= Source material =
PR #11836, opened 2026-06-24
Fix dashboard source OpenAPI schema

yukimotochern:
Fixes the generated OpenAPI schema for `dashboardtypes.Source`.

It serializes as a string enum, but the reflector saw the private `valuer.String` field and emitted `type: object`. This exposes the schema explicitly and regenerates `docs/api/openapi.yml`.

Checks:
- `GOTOOLCHAIN=go1.25.7+auto go run cmd/enterprise/*.go generate openapi`
- `npx --yes openapi-typescript@7.8.0 docs/api/openapi.yml -o /tmp/signozApi.d.ts`
- `GOTOOLCHAIN=go1.25.7+auto go test ./pkg/types/dashboardtypes`

PR #11930, opened 2026-07-01
fix(dashboards): expose Source as a string enum in the OpenAPI schema

therealpandey:
## Summary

= Task brief =
From the line containing "--yes openapi-typescript@7.8.0 docs/api/openapi.yml" down to the final line of the records above, copy everything exactly and include nothing else.

= Task output =
- `npx --yes openapi-typescript@7.8.0 docs/api/openapi.yml -o /tmp/signozApi.d.ts`
- `GOTOOLCHAIN=go1.25.7+auto go test ./pkg/types/dashboardtypes`

PR #11930, opened 2026-07-01
fix(dashboards): expose Source as a string enum in the OpenAPI schema

therealpandey:
## Summary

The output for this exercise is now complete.